What Do LLMs Know About Alzheimer's Disease? Fine-Tuning, Probing, and Data Synthesis for AD Detection
Lei Jiang, Yue Zhou, Natalie Parde
TL;DR
The paper tackles the challenge of early Alzheimer's disease detection with limited labeled data by fine-tuning LLMs on AD transcripts and using linear probes to identify how AD signals are encoded within representations. It finds that AD-related information concentrates in specific markers and words after fine-tuning, enabling a data-synthesis approach that uses T5 to generate diagnostically informative synthetic samples guided by an AD linguistic marker set. Four main contributions are demonstrated: effective SFT for AD detection, a linear-probe framework to quantify AD-related information, token-level probing to pinpoint informative linguistic elements, and a marker-driven data-synthesis method to augment training data. The findings advance practical AD detectors and offer a framework for probing and augmenting low-resource clinical NLP tasks using LLMs, with implications for safer and more scalable deployment in healthcare contexts.
Abstract
Reliable early detection of Alzheimer's disease (AD) is challenging, particularly due to limited availability of labeled data.
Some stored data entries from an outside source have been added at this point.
PR #473, opened 2024-07-04
RFC: add Kube unit support

dabelenda:
Podman integration brings support for multiple Unit types, including Kube unit that allows to start a pod with a YAML file declaration.

This PR in its current form is an RFC to discuss if these Unit Types are in the scope of this module. Or if they should be added to another module.

### DIFF
--- a/manifests/unit_file.pp
+++ b/manifests/unit_file.pp
@@ -4,7 +4,7 @@
 #
 # @see systemd.unit(5)
 #
-# @param name [Pattern['^[^/]+\.(service|socket|device|mount|automount|swap|target|path|timer|slice|scope)$']]
+# @param name [Pattern['^[^/]+\.(service|socket|device|mount|automount|swap|target|path|timer|slice|scope|kube)$']]
 #   The target unit file to create
 #
 # @param ensure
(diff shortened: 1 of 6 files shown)


manifests/unit_file.pp
```diff
@@ -4,7 +4,7 @@
 #
 # @see systemd.unit(5)
 #
-# @param name [Pattern['^[^/]+\.(service|socket|device|mount|automount|swap|target|path|timer|slice|scope)$']]
+# @param name [Pattern['^[^/]+\.(service|socket|device|mount|automount|swap|target|path|timer|slice|scope|kube)$']]
```
bastelfreak, line 7: I think we shouldn't document it here, that's already in the type alias definition.

dabelenda:
Sorry I made a mistake, apparently there is a utility to run that will generate a service unit from the definition of the .kube  file.

systemd will not directly read kube units so it makes no sense to make this PR here...

traylenator:
I tried adding quadlet support https://github.com/southalc/podman/pull/83 which ,kube is an example of.

Having said give that MR seems to be going nowhere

While large language models (LLMs) have shown strong transfer capabilities across domains, adapting them to the AD domain through supervised fine-tuning remains largely unexplored. In this work, we fine-tune an LLM for AD detection and investigate how task-relevant information is encoded within its internal representations. We employ probing techniques to analyze intermediate activations across transformer layers, and we observe that, after fine-tuning, the probing values of specific words and special markers change substantially, indicating that these elements assume a crucial role in the model's improved detection performance. Guided by this insight, we design a curated set of task-aware special markers and train a sequence-to-sequence model as a data-synthesis tool that leverages these markers to generate structurally consistent and diagnostically informative synthetic samples. We evaluate the synthesized data both intrinsically and by incorporating it into downstream training pipelines.